Tuesday, 25 March 2014


My poor wife is recovering from her recent hip replacement operation, and is hobbling along with the aid of her wheeled “walker”. Watching her improving pace, I was struck by the power we take for granted in our hips and upper thighs, and the reliance we place on them.
     In one of my more exotic flights of fancy, I remembered a visit we made two years ago with our younger daughter and our two grandsons to the City of Science and Arts in Valencia, which is a couple of hours from where we live. Near the entrance a Dinosaur Park has been built, which features life-sized replicas of repulsive creatures that roamed our World many millions of years ago.
     One in particular caught our attention, and that was the fearsomely aggressive Tyrannosaurus Rex. Its outer skin had been enhanced to replicate the latest findings, which were that it contained small feathers. My mind went into overdrive, as I envisaged being chased by something that resembled a giant, fledgling cockerel.
     The thought of this spectacle changed my attitude to the extinct species, and I burst out laughing. Can you imagine being chased by something that looked like that?
     This was all going through my mind, as my wife disappeared into our kitchen to get herself a drink. I must emphasise that in no way am I comparing her to a T-Rex. However, my timing on this occasion was bad, as she turned back and poked her head around the corner to ask me, “Why are you laughing?”
     How could I possible tell her, without causing grave offence? After all, it was only a flight of fancy.
     One final point; I was watching the Discovery Channel a few months ago, and was told that modern day dinosaurs are all around us: they are the birds!
     I therefore think it is relevant to tell you a factual story based on my early years. This is recounted below.

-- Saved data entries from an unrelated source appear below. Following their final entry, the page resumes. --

Issue #997, opened 2022-09-14
[New rule] check-for-equals-in-render-object-setters when implementing a RenderObject; maybe even apply this linter to check potential bugs in Flutter source code


fzyzcjy:
**Please describe what the rule should do:**

As long as we write down a few `RenderObject`s, or read through some in flutter source code, we will realize a pattern:

```
  set a(A a) {
    if (_a == a) return; // <---- NOTE
    _a = a;
    markNeedsPaint(); // or something else etc
  }
```

That early return is very helpful, because `set a` is always called within updateRenderObject. If it does not early return, then the markNeedsPaint (or for other fields, maybe markNeedsLayout, some heavy work, etc), will be *unconditionally* executed every time the render object is updated, even if that is totally unnecessary. 

Thus, this rule should find out such problem and lint it.

Btw, maybe we can even apply this linter to check potential bugs in Flutter source code.

**If your rule is inspired by other please provide link to it:**

**What category of rule is this? (place an "X" next to just one item)**

- [x] Warns about a potential error (problem)
- [ ] Suggests an alternate way of doing something (suggestion)
- [ ] Other (please specify:)

**Provide 2-3 code examples that this rule will warn about (it will be better if you can provide both good and bad examples):**

```dart
class A extends RenderBox {
  set a(A a) {
    if (_a == a) return; // <---- if no such line, should LINT
    _a = a;
    markNeedsPaint(); // or something else etc
  }
}
```

**Are you willing to submit a pull request to implement this rule?**

incendial:
@fzyzcjy could you share an example from Flutter codebase?

incendial:
I look at this one https://github.com/flutter/flutter/blob/5bc4a7612f7fd430933b046aeb9e36a5c7f3916e/packages/flutter/lib/src/cupertino/text_selection_toolbar.dart#L667 and it looks too hard to extract a formal rule coz of `_backButton = _updateChild` calls.

incendial:
The info I'm looking for: which classes should be checked and which setters should have the check.

incendial:
Right now it looks like it's `a class, that extends RenderObject` and `all setters`, but the example above breaks this rule

fzyzcjy:
@incendial 

> could you share an example from Flutter codebase?

Again, any RenderBox's subclass. For example, RenderPadding, RenderOpacity, RenderAnythingYouLike.

incendial:
[...]

PR #1003, opened 2022-09-16
feat: add static code diagnostic check-for-equals-in-render-object-setters

incendial:

- [ ] Documentation update
- [ ] Bug fix
- [X] New rule
- [ ] Add a CLI option
- [ ] Other, please explain:

#997

### DIFF
--- a/test/src/analyzers/lint_analyzer/rules/rules_list/check_for_equals_in_render_object_setters/examples/example.dart
+++ b/test/src/analyzers/lint_analyzer/rules/rules_list/check_for_equals_in_render_object_setters/examples/example.dart
@@ -1,0 +1,77 @@
+class RenderObject {}
+
+class RenderBox extends RenderObject {}
+
+class SomeRenderBox extends RenderBox {
+  int _page;
+  int get page => _page;
+  set page(int value) {
+    if (value == _page) {
+      return;
+    }
+    _page = value;
+    markNeedsLayout();
+  }
+
+  double get overflowSpacing => _overflowSpacing;
+  double _overflowSpacing;
+  set overflowSpacing(double value) {
+    assert(value != null);
+    if (_overflowSpacing == value) return;
+
+    _overflowSpacing = value;
+    markNeedsLayout();
+  }
+
+  double _dividerWidth;
+  double get dividerWidth => _dividerWidth;
+  // LINT
+  set dividerWidth(double value) {
+    _dividerWidth = value;
+    markNeedsLayout();
+  }
+
+  double _dividerHeight;
+  double get dividerHeight => _dividerHeight;
+  // LINT
+  set dividerHeight(double value) {
+    if (_dividerHeight == _dividerWidth) {
+      return;
+    }
+
+    _dividerHeight = value;
+    markNeedsLayout();
+  }
+
+  Clip get clipBehavior => _clipBehavior;
+  Clip _clipBehavior = Clip.none;
+  set clipBehavior(Clip value) {
+    assert(value != null);
+    if (value == _clipBehavior) {
+      return;
+    }
+    _clipBehavior = value;
+    markNeedsPaint();
+    markNeedsSemanticsUpdate();
+  }
+
+  double get spacing => _spacing;
+  double _spacing;
+  // LINT
+  set spacing(double value) {
+    _spacing = value;
+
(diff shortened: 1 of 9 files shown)


incendial:
@fzyzcjy if you have some time to take a look and test the rule - that'd very much appreciated!

fzyzcjy:
Sure, let me have a look :)

As for testing, may not have time now, but you can run it on the `flutter/flutter` repo, and even possibly fire a bug :)

test/src/analyzers/lint_analyzer/rules/rules_list/check_for_equals_in_render_object_setters/examples/example.dart
```diff
@@ -0,0 +1,77 @@
...
+    }
+    _page = value;
+    markNeedsLayout();
+  }
+
+  double get overflowSpacing => _overflowSpacing;
+  double _overflowSpacing;
+  set overflowSpacing(double value) {
+    assert(value != null);
+    if (_overflowSpacing == value) return;
```
fzyzcjy, line 20: IIRC there is also a case:

```dart
if (_overflowSpacing != value) {
  _overflowSpacing = value;
  markNeedsLayout()
}
```

But forget whether this is rare or not. Maybe we can run it on flutter framework repo first and see

fzyzcjy:
LGTM especially on the demo in the tests. But not sure how many false positives will happen in the real codebase - may need to run it actually :)

test/src/analyzers/lint_analyzer/rules/rules_list/check_for_equals_in_render_object_setters/examples/example.dart
incendial: Hm, thanks, looks valid

incendial:
Mostly false-positives with the case you pointed out before, but those:
* https://github.com/flutter/flutter/blob/7fba37848c9f3007795be2d67a3207067b7a0894/packages/flutter/lib/src/rendering/platform_view.dart#L323
* https://github.com/flutter/flutter/blob/8b3aabd61dfd7b7b525ae4be04093ba507d1455a/packages/flutter/lib/src/rendering/editable.dart#L596
* https://github.com/flutter/flutter/blob/a7fe235c8cd1ff64018443b0cca9a19a751642a6/packages/flutter/lib/src/rendering/paragraph.dart#L132
* https://github.com/flutter/flutter/blob/d3bc2bbcdd814beb343719d9b7fed58b3807675f/packages/flutter/lib/src/material/range_slider.dart#L891

look interesting. WDYT?

fzyzcjy:
> https://github.com/flutter/flutter/blob/a7fe235c8cd1ff64018443b0cca9a19a751642a6/packages/flutter/lib/src/rendering/paragraph.dart#L132

No problem since it "return" when "idential"

Checking the rest 3

fzyzcjy:
> https://github.com/flutter/flutter/blob/7fba37848c9f3007795be2d67a3207067b7a0894/packages/flutter/lib/src/rendering/platform_view.dart#L323

I strongly suspect this is a bug! That is what I have said in the issue title - "maybe even apply this linter to check potential bugs in Flutter source code"!

incendial:
> What about giving a PR to flutter repo fixing this 🎉

Do you want to do it? It's mostly your effort finding this 🙂

fzyzcjy:
> Do you want to do it?

Sure 🙂

incendial:
@fzyzcjy found another place https://github.com/flutter/flutter/blob/2aa348b9407e96ffe4eca8e8f213c7984afad3f7/packages/flutter/lib/src/widgets/sliver_prototype_extent_list.dart#L135, WDYT?

fzyzcjy:
@incendial Not very sure. The only interesting call is:

image

However it is named "insertRenderObjectChild", where by saying "insert" I suspect it will not happen unconditionally on every update. So I guess it is normal.

test/src/analyzers/lint_analyzer/rules/rules_list/check_for_equals_in_render_object_setters/examples/example.dart
incendial: Fixed, ~10 false-positives left, but I think they're mostly for manual ignore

I found out that a legal footpath existed between our house and the nearby village. It led from our immediate neighbours' properties, through their gardens, past a chicken run and pig sty. It continued down a trail in a small wood, over a sign-posted wooden stile and then through the back garden of another house before emerging into the main road, above a railway bridge.
     There was another sign identifying the footpath outside this house, but I often felt slightly embarrassed about taking this route; however, it was a considerable shortcut on the normal lane that we took by car, and no one seemed to mind.
     Next door’s sty contained the biggest pig that I had ever seen, reminding me in size whenever I saw it of P.G.Wodehouse's fictional sow belonging to Lord Emsworth and called “The Empress of Blandings”. The chicken run contained a noisy cockerel which was not near enough to our house to be a bother.
     One day, as I passed this menagerie, the wire mesh door was ajar, and the hens were wandering around pecking the ground outside, as is their want, supervised by the “cock of the roost”. This bird, to me the size of a pterodactyl, started making a threatening, high-pitched sucking noise, flapped its feathery and leathery wings and took off in my direction.
     I took off too and was chased up the garden path at extraordinary speed by this prehistoric monster, which was flapping its wings to maintain low-level flight, and scratching the backs of my bare legs with its talons until I was bloodied.
     I always checked cautiously in future, to make sure that all the gates were closed before entering this arena.

    Who knows, the neighbour might inadvertently let the Empress out as well? Pigs were reputed to eat all traces of a human, without leaving any part to identify.